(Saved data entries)
[Start of Attachment]
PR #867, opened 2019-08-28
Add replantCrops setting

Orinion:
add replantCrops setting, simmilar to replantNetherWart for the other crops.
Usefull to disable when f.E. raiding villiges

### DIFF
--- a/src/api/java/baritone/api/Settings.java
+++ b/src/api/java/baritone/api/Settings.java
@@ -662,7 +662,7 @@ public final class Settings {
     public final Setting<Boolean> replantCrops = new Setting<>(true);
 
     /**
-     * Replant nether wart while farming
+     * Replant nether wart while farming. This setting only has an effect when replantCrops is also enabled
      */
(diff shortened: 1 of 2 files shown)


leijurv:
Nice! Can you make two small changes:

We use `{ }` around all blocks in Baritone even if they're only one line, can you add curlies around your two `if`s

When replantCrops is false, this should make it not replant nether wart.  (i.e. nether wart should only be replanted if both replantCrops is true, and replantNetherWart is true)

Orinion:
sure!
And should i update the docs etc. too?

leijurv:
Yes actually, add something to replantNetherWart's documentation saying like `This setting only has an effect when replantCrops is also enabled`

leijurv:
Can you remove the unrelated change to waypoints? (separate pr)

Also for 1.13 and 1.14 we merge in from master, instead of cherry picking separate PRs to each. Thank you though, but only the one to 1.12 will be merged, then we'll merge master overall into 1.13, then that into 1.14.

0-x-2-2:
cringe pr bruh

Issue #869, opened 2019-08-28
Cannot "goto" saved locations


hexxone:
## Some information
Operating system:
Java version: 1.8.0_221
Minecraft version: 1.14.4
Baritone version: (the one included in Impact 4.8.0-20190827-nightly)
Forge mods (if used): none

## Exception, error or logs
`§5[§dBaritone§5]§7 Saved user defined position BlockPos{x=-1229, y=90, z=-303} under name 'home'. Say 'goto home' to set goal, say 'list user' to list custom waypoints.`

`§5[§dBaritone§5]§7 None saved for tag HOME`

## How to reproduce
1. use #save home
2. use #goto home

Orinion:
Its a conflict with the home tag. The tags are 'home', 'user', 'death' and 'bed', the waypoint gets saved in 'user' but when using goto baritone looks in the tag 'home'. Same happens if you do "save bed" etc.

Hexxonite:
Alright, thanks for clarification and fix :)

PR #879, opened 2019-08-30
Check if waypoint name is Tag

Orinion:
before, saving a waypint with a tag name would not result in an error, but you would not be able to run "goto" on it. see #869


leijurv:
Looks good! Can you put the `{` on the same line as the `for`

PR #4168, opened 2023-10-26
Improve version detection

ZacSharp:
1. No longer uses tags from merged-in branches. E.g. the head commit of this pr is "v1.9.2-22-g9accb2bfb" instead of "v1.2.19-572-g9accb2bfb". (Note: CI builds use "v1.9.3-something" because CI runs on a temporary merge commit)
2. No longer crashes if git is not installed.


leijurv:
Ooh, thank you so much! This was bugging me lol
[End of Attachment]
[Start of Attachment]
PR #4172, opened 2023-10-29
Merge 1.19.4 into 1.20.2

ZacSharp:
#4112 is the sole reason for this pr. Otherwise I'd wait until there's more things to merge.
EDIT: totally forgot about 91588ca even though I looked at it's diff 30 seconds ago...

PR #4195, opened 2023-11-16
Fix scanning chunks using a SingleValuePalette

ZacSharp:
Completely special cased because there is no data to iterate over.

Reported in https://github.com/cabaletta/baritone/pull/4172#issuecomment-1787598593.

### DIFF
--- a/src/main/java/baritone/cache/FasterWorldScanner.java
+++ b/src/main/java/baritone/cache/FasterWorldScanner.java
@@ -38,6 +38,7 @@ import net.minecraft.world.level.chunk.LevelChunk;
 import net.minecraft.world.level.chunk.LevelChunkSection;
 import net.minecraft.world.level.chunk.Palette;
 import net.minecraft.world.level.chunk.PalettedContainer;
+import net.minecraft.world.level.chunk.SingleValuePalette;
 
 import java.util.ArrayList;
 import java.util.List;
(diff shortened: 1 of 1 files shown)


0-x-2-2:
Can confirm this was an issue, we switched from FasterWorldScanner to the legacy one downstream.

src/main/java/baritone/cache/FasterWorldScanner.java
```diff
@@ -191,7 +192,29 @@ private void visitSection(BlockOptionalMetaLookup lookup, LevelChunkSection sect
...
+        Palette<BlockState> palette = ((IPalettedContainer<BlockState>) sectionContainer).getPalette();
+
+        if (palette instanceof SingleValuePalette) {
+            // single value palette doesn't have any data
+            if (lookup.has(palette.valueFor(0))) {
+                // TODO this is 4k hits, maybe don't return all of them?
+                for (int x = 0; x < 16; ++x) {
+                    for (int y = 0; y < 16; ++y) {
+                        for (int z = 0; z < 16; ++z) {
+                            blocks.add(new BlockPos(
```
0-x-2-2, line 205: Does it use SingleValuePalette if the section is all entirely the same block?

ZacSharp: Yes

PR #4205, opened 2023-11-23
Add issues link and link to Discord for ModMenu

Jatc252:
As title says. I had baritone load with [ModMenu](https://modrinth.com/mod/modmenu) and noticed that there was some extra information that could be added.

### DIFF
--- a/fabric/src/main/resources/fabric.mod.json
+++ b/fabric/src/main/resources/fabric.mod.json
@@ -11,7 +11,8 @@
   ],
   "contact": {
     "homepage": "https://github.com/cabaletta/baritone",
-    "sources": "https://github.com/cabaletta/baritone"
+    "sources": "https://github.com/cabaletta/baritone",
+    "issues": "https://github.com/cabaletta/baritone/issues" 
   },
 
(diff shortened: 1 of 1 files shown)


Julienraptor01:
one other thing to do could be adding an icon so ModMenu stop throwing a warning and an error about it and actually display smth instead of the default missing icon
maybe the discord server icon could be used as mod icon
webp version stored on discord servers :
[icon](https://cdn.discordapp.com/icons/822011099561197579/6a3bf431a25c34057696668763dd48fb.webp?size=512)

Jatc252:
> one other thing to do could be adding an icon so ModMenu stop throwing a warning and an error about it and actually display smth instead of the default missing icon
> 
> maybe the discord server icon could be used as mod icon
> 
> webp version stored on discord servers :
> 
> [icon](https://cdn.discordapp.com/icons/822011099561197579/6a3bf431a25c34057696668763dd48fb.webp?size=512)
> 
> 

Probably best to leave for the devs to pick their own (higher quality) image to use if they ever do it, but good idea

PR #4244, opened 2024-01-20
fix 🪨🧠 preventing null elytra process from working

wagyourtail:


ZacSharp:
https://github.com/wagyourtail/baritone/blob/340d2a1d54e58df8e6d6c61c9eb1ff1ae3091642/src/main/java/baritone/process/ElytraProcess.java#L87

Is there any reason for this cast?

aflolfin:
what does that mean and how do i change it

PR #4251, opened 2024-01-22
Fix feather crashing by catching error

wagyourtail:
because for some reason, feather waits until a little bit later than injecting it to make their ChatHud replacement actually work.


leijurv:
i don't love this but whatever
[End of Attachment]
◆ **TASK ITEM**: Of all the entries above, repeat only the lines from the line that has "import net.minecraft.world.level.chunk.LevelChunkSection;" to the line that has "Can confirm this", both lines included, exactly.

◆ **WRITTEN SOLUTION**:
 import net.minecraft.world.level.chunk.LevelChunkSection;
 import net.minecraft.world.level.chunk.Palette;
 import net.minecraft.world.level.chunk.PalettedContainer;
+import net.minecraft.world.level.chunk.SingleValuePalette;
 
 import java.util.ArrayList;
 import java.util.List;
(diff shortened: 1 of 1 files shown)


0-x-2-2:
Can confirm this was an issue, we switched from FasterWorldScanner to the legacy one downstream.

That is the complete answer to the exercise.